Riteesh Mishra

Personal information
- Place of birth: England

Team information
- Current team: Nottingham Forest (assistant)

Youth career
- Years: Team
- 2010: Nottingham Forest

Managerial career
- 2016–2021: Charlton Athletic
- 2021–2025: Charlton Athletic (assistant)
- 2025–: Nottingham Forest (assistant)

= Riteesh Mishra =

English association football manager

Riteesh Mishra is an English football coach and former player who is currently assistant coach of Women's Super League 2 club Nottingham Forest. He is one of very few elite coaches within professional football from South Asian heritage.

==Playing career==

As a youth player, Mishra joined the youth academy of English side Nottingham Forest. After graduating from the academy, he trialled with Scottish teams before ending his career at aged 20 due to a career ending injury.
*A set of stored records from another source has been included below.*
Issue #260, opened 2018-06-13
Support setup.cfg when using gcovr in Python + C projects


stadelmanma:
First off thank you for this tool, it is a great alternative to lcov. The project I am currently using it on is a mix of Python and C extension modules. Would it be possible to support configuration via the "semi-standard" `setup.cfg` file as an alternative to just command line options? 

Secondly, this is beyond the scope of this particular issue but relevant to supporting Python C extensions better. An issue with using gcov on Python C extensions is is that I can't get the setup.py script to **not** recompile source files shared between extension modules that are already an object file. As a result that the timestamps between the `*.gcno` and `*.gcda` files can be mismatched and gcov emits a warning.  Maybe I'm missing the mark and there is a way to configure `setup.py build_ext` to do things more like `make`? (if so ignore this portion completely)

This is easily fixed using the code snippet below (where files have been globbed appropriately)
```Python
# gcda/gcno header format: [int32:magic int32:version int32:stamp]

# collect a timestamp from the first notes file to replicate
with open(gcno_files[0], 'rb') as fp:
    fp.seek(8)
    stamp = fp.read(4)

# replace stamp in header across all files to prevent errors
for file in gcno_files + gcda_files:
    with open(file, 'r+b') as fp:
        fp.seek(8)
        fp.write(stamp)
```  
However I don't know how you and your team feel about adding language specific logic into the utility. Supporting standard config files is one thing, but I completely understand the desire to let users deal with hacks like the one above.

latk:
I appreciate your kind words :)

### Configuration files

Config files are not yet implemented. They were discussed in #229 (incl. a proof of concept), but that code has not yet been merged. Config files are difficult because:

- we do not want to duplicate all the validation logic from argparse
- we have to think about default file locations and precedence of arguments
- we have to choose a config file format that supports multiple entries per key, e.g. to model the `--exclude` flag. This seems to rule out setup.cfg and any `configparser` based config files.

I really hope that proper config files will be implemented at some point, but I don't have the time to pick up the work myself. (hint hint)

As a workaround you can wrap gcovr in a shell script that adds your required options, e.g.:

``` bash
#!/bin/sh
mkdir -p coverage
exec gcovr --filter src/ --output coverage/index.html --html-details "$@"
```

### Usage with Python C extensions

I'm not sufficiently familiar with the Python toolchain to help you. The workaround you've found is terribly hacky, but if it works, it works :)

[...]

PR #265, opened 2018-06-16
Python c extension documentation

stadelmanma:
This adds some basic documentation to clarify how a user can use gcovr with Python C extensions. While not terribly difficult the documentation on the web is extremely sparse in this area and some of the semantics of the python extension build process make things tricky. Most notably the fact `setup.py build_ext` will recompile source code files even if they don't need to be when shared across multiple extension modules. 

Inside the cookbook document there are additional details on how to collect coverage data as well as two code snippets. The first provides and example of a route to build your modules in a fashion that permits code coverage data generation and the second is a python script that can be used to collect the code coverage data into the standard HTML reporting format. The python script is somewhat unneeded as gcovr managed to collect all of the proper files on it's own but works well if the user only has `gcov` available and/or wants the *.gcov files to be saved in the same tree structure as the source code.

If desired I can break those two code snippets into separate files stored in examples, that seems to be how the current examples are handled in guide.rst. 

related to issue #260

### DIFF
--- a/doc/source/cookbook.rst
+++ b/doc/source/cookbook.rst
@@ -1,141 +1,50 @@
 Gcovr Cookbook
 ==============
 
-Python with C Extensions
-------------------------
+How to collect coverage for C extensions in Python
+--------------------------------------------------
 
 Collecting code coverage data on the C code that makes up a Python
-extension module is not quite as straight forward as with a regular C
+extension module is not quite as straightforward as with a regular C
 program.
 
-There are two main steps that have to happen, first the
-`-coverage` flag must be added into the compilation process this can be
-easily accomplished by running `export CFLAGS="-coverage"` prior to
-running `python setup.py build_ext`.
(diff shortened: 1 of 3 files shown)


latk:
I'm currently working on your pull request – thank you for sharing your work! However, I'll edit it a bit to keep it more focused. I'll update this PR later so that you can review my changes.

The test failure was not a huge problem, just a small syntax error. I'll fix it. RST directives need an empty line between any `.. foo::`  directive and the directive body.

Anyway, under which name would you like to be credited in the AUTHORS file?

stadelmanma:
Hi @latk, thanks for cleaning up the RST I haven't written it in awhile and I didn't have time to get a proper dev environment up and running to test everything out. Also, thank you for cleaning up the general flow of content in the section, it reads much more clearly now. 

and `Matthew Stadelman` will work in the AUTHORS file.

PR #267, opened 2018-07-03
Fix empty or missing argument for `--exclude` and `--exclude-directores` options

mkurdej:


latk:
Thank you for the PR! I've merged the “check for empty” commit. If it's OK I'll skip the “check for missing argument” test cases because they effectively test the behaviour of argparse, not of gcovr itself.

If you enjoy writing tests, there still is [a lot to be covered](https://codecov.io/gh/gcovr/gcovr/tree/master/gcovr). E.g. a test for the --print-summary option would be very welcome :)

mkurdej:
Haha! We'll see :). Thanks for merging.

After that, he started his managerial career.

==Managerial career==

In 2016, Mishra was appointed manager of English women's third tier side Charlton Athletic, helping them earn promotion to the English women's second tier. While managing Charlton Athletic, he also worked as a Deloitte talent manager. He holds a UEFA A coaching license. After leading Charlton to promotion in to the 2nd division (then Women's Championship), he led he club to a 3rd place finish just short of back to back promotions. His time at Charlton Athletic then was as Assistant Head Coach, and he continued with the club until 2025 when he made the move to Nottingham Forest.

Riteesh also spent 18 months supporting the England Lionesses pathway teams (U18's and U19's) between 2022-2023.

==Personal life==

Mishra's father played football at county level.